WHAT THIS TASK INVOLVES: Search each line below for the word "from" and list those that contain it.

Collected data:
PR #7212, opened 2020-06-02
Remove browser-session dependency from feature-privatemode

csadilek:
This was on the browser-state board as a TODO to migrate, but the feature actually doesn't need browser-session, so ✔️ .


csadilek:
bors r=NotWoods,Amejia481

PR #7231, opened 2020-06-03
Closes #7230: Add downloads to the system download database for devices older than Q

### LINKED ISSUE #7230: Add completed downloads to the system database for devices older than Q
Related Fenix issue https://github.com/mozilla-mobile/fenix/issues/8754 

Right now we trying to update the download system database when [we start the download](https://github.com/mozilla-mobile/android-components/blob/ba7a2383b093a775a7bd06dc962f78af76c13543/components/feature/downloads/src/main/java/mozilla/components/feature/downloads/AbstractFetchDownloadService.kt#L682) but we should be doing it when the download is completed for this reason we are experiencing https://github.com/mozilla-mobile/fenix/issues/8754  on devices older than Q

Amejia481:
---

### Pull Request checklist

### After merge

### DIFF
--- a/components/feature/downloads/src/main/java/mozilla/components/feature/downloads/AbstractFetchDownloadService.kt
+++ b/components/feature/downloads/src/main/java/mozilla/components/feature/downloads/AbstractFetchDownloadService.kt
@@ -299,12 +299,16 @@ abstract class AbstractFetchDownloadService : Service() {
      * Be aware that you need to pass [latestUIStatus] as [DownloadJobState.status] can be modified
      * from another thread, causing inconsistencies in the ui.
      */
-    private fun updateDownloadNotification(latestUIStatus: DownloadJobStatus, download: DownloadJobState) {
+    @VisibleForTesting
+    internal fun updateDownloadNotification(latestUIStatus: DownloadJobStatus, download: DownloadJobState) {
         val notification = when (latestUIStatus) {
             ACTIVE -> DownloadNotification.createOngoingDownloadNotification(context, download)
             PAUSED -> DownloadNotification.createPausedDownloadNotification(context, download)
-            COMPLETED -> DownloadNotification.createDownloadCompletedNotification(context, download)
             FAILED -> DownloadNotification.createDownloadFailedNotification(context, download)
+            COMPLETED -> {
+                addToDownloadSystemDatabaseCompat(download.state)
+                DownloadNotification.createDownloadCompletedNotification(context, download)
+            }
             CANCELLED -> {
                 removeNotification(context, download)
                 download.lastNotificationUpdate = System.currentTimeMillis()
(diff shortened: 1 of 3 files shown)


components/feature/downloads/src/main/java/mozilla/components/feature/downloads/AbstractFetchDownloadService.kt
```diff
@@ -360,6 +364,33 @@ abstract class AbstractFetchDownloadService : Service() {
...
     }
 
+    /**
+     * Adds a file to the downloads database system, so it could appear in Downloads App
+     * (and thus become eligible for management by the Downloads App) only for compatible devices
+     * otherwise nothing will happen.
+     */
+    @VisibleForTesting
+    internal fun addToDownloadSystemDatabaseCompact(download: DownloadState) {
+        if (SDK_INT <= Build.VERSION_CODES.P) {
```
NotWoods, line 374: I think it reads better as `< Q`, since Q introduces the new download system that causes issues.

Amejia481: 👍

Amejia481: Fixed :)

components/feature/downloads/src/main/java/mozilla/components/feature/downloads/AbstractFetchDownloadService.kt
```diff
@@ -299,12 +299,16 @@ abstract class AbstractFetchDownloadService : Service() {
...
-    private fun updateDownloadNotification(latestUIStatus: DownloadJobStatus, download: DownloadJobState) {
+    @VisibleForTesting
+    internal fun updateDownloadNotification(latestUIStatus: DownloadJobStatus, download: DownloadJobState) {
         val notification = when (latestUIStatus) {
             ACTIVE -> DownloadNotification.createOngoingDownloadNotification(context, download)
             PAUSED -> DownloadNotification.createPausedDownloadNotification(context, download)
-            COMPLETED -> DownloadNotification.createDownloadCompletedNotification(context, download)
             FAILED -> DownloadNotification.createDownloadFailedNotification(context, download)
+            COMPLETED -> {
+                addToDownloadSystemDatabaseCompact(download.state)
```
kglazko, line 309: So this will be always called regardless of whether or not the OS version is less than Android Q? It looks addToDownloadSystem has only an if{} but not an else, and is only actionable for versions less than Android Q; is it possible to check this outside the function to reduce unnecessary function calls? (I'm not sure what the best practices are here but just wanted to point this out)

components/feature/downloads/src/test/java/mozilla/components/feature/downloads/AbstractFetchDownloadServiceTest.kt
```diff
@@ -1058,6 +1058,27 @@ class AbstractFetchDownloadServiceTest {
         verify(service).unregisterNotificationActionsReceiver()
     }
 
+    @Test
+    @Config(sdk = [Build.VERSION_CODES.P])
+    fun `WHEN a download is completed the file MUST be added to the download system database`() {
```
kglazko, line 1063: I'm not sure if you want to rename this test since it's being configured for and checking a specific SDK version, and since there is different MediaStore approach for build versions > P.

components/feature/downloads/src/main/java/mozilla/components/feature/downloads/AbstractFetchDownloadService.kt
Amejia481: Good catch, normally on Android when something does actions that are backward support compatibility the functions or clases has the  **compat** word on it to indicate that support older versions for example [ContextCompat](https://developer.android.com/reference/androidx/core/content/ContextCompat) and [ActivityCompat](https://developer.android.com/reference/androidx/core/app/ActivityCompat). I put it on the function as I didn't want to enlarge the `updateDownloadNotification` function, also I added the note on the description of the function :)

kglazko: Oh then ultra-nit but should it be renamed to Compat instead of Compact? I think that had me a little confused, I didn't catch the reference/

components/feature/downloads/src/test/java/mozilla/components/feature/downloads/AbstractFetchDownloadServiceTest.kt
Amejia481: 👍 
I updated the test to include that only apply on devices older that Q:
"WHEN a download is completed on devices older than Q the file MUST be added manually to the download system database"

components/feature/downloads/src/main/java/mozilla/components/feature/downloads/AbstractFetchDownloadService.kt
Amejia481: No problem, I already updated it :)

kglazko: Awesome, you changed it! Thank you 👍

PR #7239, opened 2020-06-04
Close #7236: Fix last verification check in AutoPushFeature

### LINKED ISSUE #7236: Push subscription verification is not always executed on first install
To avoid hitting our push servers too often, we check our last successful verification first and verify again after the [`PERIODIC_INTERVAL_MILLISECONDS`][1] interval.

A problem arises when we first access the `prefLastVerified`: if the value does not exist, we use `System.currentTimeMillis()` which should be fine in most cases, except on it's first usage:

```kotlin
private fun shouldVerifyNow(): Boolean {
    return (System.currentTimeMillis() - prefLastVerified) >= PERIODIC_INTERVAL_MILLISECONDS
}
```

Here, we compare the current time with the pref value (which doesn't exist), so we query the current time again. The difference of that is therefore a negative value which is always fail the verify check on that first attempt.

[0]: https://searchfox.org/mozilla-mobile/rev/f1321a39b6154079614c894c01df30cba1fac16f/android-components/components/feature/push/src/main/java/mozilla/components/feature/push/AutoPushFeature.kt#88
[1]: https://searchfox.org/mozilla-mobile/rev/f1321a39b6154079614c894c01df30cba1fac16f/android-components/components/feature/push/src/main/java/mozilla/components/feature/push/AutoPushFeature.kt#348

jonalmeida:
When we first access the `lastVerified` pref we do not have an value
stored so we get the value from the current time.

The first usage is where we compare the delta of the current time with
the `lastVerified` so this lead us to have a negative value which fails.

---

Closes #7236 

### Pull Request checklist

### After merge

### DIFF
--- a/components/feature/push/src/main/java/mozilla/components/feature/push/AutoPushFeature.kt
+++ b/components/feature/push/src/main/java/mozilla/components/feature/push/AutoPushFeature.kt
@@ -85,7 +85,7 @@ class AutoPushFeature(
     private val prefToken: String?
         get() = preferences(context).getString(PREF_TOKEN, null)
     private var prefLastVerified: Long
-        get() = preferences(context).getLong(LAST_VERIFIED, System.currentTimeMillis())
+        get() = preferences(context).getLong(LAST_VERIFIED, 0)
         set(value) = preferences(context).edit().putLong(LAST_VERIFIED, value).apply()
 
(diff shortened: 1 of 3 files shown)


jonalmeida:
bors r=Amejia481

==

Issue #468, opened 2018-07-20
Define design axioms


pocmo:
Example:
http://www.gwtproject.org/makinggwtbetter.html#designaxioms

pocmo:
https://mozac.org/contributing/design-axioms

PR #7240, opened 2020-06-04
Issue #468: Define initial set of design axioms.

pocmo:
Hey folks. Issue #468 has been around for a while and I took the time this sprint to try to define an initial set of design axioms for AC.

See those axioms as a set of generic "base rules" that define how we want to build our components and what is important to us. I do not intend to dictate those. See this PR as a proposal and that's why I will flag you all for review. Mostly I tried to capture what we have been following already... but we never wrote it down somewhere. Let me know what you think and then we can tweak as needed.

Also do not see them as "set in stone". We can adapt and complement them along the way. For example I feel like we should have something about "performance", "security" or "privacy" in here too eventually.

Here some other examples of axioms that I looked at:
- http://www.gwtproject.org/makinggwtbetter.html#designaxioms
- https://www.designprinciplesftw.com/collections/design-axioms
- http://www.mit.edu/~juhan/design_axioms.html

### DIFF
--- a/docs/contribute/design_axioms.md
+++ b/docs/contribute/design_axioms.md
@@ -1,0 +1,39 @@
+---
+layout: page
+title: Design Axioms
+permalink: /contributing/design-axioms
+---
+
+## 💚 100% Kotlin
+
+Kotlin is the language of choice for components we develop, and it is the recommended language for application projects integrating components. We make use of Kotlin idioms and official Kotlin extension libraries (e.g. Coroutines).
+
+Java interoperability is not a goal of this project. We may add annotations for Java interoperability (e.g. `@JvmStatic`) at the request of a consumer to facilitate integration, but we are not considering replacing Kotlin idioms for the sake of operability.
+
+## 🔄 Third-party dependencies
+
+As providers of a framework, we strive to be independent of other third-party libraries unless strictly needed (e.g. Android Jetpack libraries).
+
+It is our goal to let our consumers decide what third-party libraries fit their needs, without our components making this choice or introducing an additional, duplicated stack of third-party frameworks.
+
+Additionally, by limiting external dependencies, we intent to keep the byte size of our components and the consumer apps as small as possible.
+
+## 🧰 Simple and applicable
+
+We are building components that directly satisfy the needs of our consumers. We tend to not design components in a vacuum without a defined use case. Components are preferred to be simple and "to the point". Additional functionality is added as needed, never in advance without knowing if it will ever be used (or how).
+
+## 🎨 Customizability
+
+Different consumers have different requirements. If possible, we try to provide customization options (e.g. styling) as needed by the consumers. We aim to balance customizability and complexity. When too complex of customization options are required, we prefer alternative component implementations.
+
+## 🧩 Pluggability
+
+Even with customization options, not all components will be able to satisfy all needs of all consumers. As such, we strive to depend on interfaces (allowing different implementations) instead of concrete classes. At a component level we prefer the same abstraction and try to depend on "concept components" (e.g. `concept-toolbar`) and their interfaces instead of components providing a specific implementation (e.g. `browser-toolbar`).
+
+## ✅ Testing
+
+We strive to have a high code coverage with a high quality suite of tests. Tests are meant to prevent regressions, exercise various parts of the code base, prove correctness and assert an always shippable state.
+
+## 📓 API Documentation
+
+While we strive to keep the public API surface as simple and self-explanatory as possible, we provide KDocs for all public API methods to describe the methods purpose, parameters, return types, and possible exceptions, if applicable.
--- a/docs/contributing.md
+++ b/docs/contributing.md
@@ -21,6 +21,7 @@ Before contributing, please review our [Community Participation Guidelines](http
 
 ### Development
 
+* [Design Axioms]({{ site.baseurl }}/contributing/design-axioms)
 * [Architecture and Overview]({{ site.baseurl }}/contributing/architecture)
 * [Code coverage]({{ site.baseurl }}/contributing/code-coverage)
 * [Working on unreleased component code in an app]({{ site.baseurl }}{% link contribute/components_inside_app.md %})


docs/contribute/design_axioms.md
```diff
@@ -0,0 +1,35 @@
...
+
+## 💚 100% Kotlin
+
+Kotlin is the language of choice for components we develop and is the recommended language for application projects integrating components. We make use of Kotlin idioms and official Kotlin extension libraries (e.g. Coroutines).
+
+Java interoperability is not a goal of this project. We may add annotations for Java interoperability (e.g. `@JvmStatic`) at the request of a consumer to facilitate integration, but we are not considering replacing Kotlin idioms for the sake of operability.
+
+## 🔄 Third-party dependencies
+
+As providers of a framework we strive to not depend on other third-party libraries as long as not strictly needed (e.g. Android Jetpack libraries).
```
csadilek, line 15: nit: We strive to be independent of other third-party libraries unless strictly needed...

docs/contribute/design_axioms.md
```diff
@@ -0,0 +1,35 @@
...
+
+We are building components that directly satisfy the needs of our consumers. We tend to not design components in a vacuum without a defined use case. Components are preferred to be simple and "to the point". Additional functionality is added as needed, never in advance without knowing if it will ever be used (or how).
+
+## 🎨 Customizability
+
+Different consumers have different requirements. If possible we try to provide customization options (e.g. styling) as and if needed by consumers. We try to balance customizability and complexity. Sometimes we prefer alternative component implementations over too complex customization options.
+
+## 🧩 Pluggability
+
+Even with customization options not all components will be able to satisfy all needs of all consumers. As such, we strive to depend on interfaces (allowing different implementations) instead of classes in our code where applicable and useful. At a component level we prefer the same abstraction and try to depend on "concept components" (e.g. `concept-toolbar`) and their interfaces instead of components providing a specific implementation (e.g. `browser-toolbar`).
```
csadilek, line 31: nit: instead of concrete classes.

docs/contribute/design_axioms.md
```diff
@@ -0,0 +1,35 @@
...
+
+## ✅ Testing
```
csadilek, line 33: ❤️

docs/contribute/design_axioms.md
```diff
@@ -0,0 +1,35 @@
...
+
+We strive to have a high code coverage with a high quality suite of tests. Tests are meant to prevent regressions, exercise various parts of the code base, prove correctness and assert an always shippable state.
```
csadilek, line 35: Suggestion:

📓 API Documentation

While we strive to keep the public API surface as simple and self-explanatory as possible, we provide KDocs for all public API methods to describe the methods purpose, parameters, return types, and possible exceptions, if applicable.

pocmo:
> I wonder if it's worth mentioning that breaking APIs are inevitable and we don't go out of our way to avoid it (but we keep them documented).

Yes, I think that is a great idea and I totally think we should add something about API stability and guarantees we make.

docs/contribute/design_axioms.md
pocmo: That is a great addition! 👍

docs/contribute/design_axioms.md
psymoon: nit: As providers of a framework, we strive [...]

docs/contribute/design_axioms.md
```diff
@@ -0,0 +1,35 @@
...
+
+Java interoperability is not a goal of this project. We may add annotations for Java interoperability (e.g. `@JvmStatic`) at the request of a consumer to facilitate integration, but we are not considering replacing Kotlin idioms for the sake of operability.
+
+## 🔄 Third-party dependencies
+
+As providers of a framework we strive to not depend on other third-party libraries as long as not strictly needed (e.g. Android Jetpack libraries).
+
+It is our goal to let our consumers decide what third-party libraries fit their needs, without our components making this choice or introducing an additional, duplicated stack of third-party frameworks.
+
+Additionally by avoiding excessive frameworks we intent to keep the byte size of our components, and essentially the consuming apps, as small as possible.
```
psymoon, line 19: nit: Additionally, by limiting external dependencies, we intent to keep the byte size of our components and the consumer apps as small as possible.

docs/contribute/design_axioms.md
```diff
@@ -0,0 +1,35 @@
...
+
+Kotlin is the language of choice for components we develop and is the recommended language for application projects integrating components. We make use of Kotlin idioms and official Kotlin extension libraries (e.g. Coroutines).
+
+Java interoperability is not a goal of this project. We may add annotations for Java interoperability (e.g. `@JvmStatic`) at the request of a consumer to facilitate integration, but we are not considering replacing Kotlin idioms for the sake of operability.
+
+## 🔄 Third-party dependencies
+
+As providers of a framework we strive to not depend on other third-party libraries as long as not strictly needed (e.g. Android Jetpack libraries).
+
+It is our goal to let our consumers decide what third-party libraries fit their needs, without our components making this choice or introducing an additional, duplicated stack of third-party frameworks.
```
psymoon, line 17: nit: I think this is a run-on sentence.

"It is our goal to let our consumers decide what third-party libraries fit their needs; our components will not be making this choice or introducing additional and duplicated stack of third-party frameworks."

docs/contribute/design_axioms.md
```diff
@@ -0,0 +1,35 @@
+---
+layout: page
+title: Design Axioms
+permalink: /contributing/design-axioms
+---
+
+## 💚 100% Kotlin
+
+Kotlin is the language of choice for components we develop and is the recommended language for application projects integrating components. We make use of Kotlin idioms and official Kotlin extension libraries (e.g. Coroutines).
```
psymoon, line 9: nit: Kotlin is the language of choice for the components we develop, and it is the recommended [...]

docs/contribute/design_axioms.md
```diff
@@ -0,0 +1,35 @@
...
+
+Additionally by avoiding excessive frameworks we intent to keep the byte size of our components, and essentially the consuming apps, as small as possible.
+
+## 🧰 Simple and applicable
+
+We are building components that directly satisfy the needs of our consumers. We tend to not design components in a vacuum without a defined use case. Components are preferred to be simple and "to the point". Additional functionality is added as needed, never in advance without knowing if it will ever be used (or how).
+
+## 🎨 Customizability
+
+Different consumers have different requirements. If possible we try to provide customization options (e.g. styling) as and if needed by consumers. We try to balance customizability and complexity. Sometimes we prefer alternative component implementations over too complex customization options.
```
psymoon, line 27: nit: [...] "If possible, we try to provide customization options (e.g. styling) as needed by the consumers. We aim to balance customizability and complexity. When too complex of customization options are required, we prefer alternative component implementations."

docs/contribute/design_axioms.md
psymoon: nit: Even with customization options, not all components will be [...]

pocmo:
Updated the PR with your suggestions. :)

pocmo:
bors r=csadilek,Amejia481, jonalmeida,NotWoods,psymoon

OUTPUT OF THE EXERCISE:
Remove browser-session dependency from feature-privatemode
      * from another thread, causing inconsistencies in the ui.
stored so we get the value from the current time.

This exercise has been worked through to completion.